[Opening Data to process section]

PR #377, opened 2024-06-10
test: ds-680 add unit tests to hooks/useAlerts

nicolearagao:
What's included
test: ds-680 add unit tests to hooks module
 
Notes
Covers useAlerts file

How to test
2. `$ npm test`

2. `$ npm run test:watch`

### Local run check
2. `$ npm run start`

### Check the build
2. `$ npm run build`

Updates issue/story

### DIFF
--- a/src/hooks/__tests__/useAlerts.test.ts
+++ b/src/hooks/__tests__/useAlerts.test.ts
@@ -1,0 +1,56 @@
+import { AlertProps } from '@patternfly/react-core';
+import { act, renderHook } from '@testing-library/react';
+import { useAlerts } from '../useAlerts';
+
+describe('useAlerts', () => {
+  it('should add an alert and verify it is in the alerts list', () => {
+    const { result } = renderHook(() => useAlerts());
+
+    act(() => {
+      result.current.addAlert({ title: 'Test Alert', variant: 'success', id: 'alert-1' });
+    });
+
+    expect(result.current.alerts).toMatchSnapshot('single alert list');
+  });
+
+  it('should add multiple alerts and verify all are present in the alerts list', () => {
+    const { result } = renderHook(() => useAlerts());
+    const alerts: AlertProps[] = [
+      { id: 'lorem', title: 'ipsum', variant: 'success' },
+      { id: 'hello', title: 'world', variant: 'danger' },
+      { id: 'dolor', title: 'sit', variant: 'success' }
+    ];
+
+    act(() => {
+      result.current.addAlert(alerts);
+    });
+
+    expect(result.current.alerts).toEqual(alerts);
+  });
+
+  it('should allow removing alerts by any property', () => {
+    const { result } = renderHook(() => useAlerts());
+
+    const alerts: AlertProps[] = [
+      { id: 'lorem', title: 'ipsum', variant: 'success' },
+      { id: 'hello', title: 'world', variant: 'danger' },
+      { id: 'dolor', title: 'sit', variant: 'success' },
+      { id: 'amet', title: 'consectetur', variant: 'danger' },
+      { id: 'adipiscing', title: 'elit', variant: 'danger' }
+    ];
+
+    act(() => {
+      result.current.addAlert(alerts);
+    });
+
+    act(() => {
+      result.current.removeAlert(alerts[0].title);
+      result.current.removeAlert(alerts[1].id);
+      result.current.removeAlert('nonExistentValue');
+      result.current.removeAlert('danger');
+    });
+
+    expect(result.current.alerts).toMatchSnapshot('removed alerts list');
+    expect(result.current.alerts).toHaveLength(1);
+  });
+});
--- a/src/hooks/useAlerts.ts
+++ b/src/hooks/useAlerts.ts
@@ -1,43 +1,39 @@
 /**
- * This custom React Hook provides functions to manage alerts in your application.
- * It allows you to add and remove alerts with specific titles, variants, and unique keys.
+ * This Hook provides functions to manage alerts.
+ * It allows you to add and remove alerts using PatternFly's AlertProps and unique IDs.
  * @module useAlerts
  */
 import React from 'react';
 import { AlertProps } from '@patternfly/react-core';
 
 const useAlerts = () => {
-  const [alert, setAlerts] = React.useState<Partial<AlertProps>[]>([]);
+  const [alerts, setAlerts] = React.useState<AlertProps[]>([]);
 
   /**
-   * Add an Alert
+   * Adds a new alert or multiple alerts to the list.
    *
-   * This function adds an alert to the list of alerts.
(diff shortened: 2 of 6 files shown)


cdcabrera (commented):
@nicolearagao something to consider... a new issue for a useAlerts/Alerts component that combines the useAlerts hook and the `AlertGroup` that is currently under each view. Really those 2 things should be grouped into a centralized component, it would be less error prone on implementation, and generally less work in the long run.

cdcabrera (changes requested):

src/hooks/useAlerts.ts
```diff
@@ -1,47 +1,43 @@
...
    *
-   * @param {AlertProps} options - An object containing the properties of the alert.
-   * @param {string} options.title - The title or content of the alert.
-   * @param {AlertProps['variant']} options.variant - The variant or style of the alert (e.g., 'success', 'danger').
-   * @param {React.Key} options.key - A unique key to identify the alert.
+   * @param {AlertProps} options - The properties of the alert.
    */
   const addAlert = (options: AlertProps) => {
-    setAlerts(prevAlerts => [...prevAlerts, options]);
+    const uniqueId = `alert-${alertCounter++}`;
```
nicolearagao, line 22: @cdcabrera I used an alertCounter here to generate the ID mainly for its simplicity, but also due to the risk of id collision of getUniqueId from PF. I mean, this use case is really simple and maybe I shouldn't worry about this level of complexity here. What's your opinion on the matter ?

cdcabrera: So this is where default properties would normally come in at the component level.
> Generally, I'm not a fan of sequential identifiers, history has shown me there are too many things that end up going weird.

We're attempting to bypass the need to write a centralized alert component by modifying state only. The preference is we do those defaults at the component level. What you have would sort-of work, but it leans towards modifying state. It's not wrong, we just need to be consistent since right now the code is blending state modifications and component defaults.
> This state modification behavior is why v1 code wraps many PF components, PF components don't always come with state, some do, but not all.

So, we need to pick a path, picking a path includes.... (I can go either path on this, so no wrong choice, but you have to make that decision)

**"fix what we can and get the tests working" aka continue what you started**
- we continuing your work to separate out the `useAlerts` hook (we probably will end up doing this for each hook in case they cover similar future modifications)
- we continue minimally modifying `useAlerts` which includes
   - continuing to move over to removing "key" and flipping to "id"
   - but we modify where the `getUniqueId` is placed, we move it to the component level instead, in your views
      ```
      <AlertGroup isToast isLiveRegion>
        {alerts.map(({ id, variant, title }) => (
          <Alert
            timeout={8000}
            onTimeout={() => id && removeAlert(id)}
            variant={AlertVariant[variant || 'info']}
            title={title}
            actionClose={
              <AlertActionCloseButton
                title={title as string}
                variantLabel={`${variant} alert`}
                onClose={() => id && removeAlert(id)}
              />
            }
            key={id || getUniqueId()}
          />
        ))}
      </AlertGroup>
      ```

**picking path "fix all alerts now" includes**

 - we create a centralized "alert component" similar to what we created in v1 and co-locate a new component possibly with the hook it needs to function
    - https://github.com/quipucords/quipucords-ui/blob/main/src/components/toastNotificationsList/toastNotificationsList.js
- we update all of our views with this new component and remove the unique activations of alerts per view
- we update our tests

cdcabrera (changes requested):

src/hooks/__tests__/useAlerts.test.ts
```diff
@@ -0,0 +1,83 @@
...
+    const alertCount = 3;
+
+    act(() => {
+      for (let i = 1; i <= alertCount; i++) {
+        result.current.addAlert({
+          id: `alert-${i}`,
+          title: `Test Alert ${i}`,
+          variant: i === 2 ? 'danger' : 'success'
+        });
+      }
```
cdcabrera, line 26: optional: (i highly recommend this)
you highlighted a use case here... the ability to apply multiple alerts at once. it might be a nice addition to simply allow the application of bulk messages without having to cycle through a listing, especially since it'd be an easier add here than in other areas of code
```
const addAlert = (options: AlertProps | AlertProps[]) => {
    setAlerts(prevAlerts => [...prevAlerts, ...((Array.isArray(options) && options) || [options])]);
  };
```

optional:
this for loop format isn't wrong, and it works, but it does come across as another typescript inflicted format... this can hide simplifications

```
  const { result } = renderHook(() => useAlerts());
    const alerts: AlertProps[] = [
      { id: 'lorem', title: 'ipsum', variant: 'success' },
      { id: 'hello', title: 'world', variant: 'danger' },
      { id: 'dolor', title: 'sit', variant: 'success' }
    ];

    act(() => {
      alerts.forEach(alert => result.current.addAlert(alert));
    });

  expect(result.current.alerts).toEqual(alerts);
```

and if you decided to also do the optional work to allow lists in addAlerts
```
  const { result } = renderHook(() => useAlerts());
    const alerts: AlertProps[] = [
      { id: 'lorem', title: 'ipsum', variant: 'success' },
      { id: 'hello', title: 'world', variant: 'danger' },
      { id: 'dolor', title: 'sit', variant: 'success' }
    ];

    act(() => {
      result.current.addAlert(alerts);
    });

    expect(result.current.alerts).toEqual(alerts);
```

src/hooks/__tests__/useAlerts.test.ts
```diff
@@ -0,0 +1,83 @@
...
+      result.current.addAlert({ title: 'Test Alert', variant: 'success' });
+    });
+
+    act(() => {
+      result.current.removeAlert('nonExistentValue');
+    });
+
+    expect(result.current.alerts).toHaveLength(1);
+  });
+});
```
cdcabrera, line 83: required: we can optimize the last 3 tests into a single `it`since technically we're doing the same thing just different properties. **Plus** we could include something additional, the ability to remove multiple alerts at once....

...using what you have, while we could use the returned "id" it feels more like a test if the list we put in really is the list we're getting out, let's make a mock instead...
```
  it('should allow removing alerts by any property', () => {
    const { result } = renderHook(() => useAlerts());

    // ...addAlertsHere

    act(() => {
      result.current.removeAlert(alerts[0].title); // leveraging the format like before
      result.current.removeAlert(alerts[1].id); // leveraging the format like before
      result.current.removeAlert('nonExistentValue'); // nonExistent like before
      result.current.removeAlert('danger'); // multiple alerts
    });

    // or you could do a snapshot, like expect(result.current.alerts).toMatchSnapshot('removed');
    expect(result.current.alerts).toHaveLength(1); 
   
  });
```

cdcabrera (changes requested):
test updates and useAlerts should be good to fully separate out

cdcabrera (approved):
lgtm!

[Closing Data to process section]

Exercise brief: Each line holding "dolor" should be copied from the material above.

Task result:
+      { id: 'dolor', title: 'sit', variant: 'success' }
+      { id: 'dolor', title: 'sit', variant: 'success' },
      { id: 'dolor', title: 'sit', variant: 'success' }
      { id: 'dolor', title: 'sit', variant: 'success' }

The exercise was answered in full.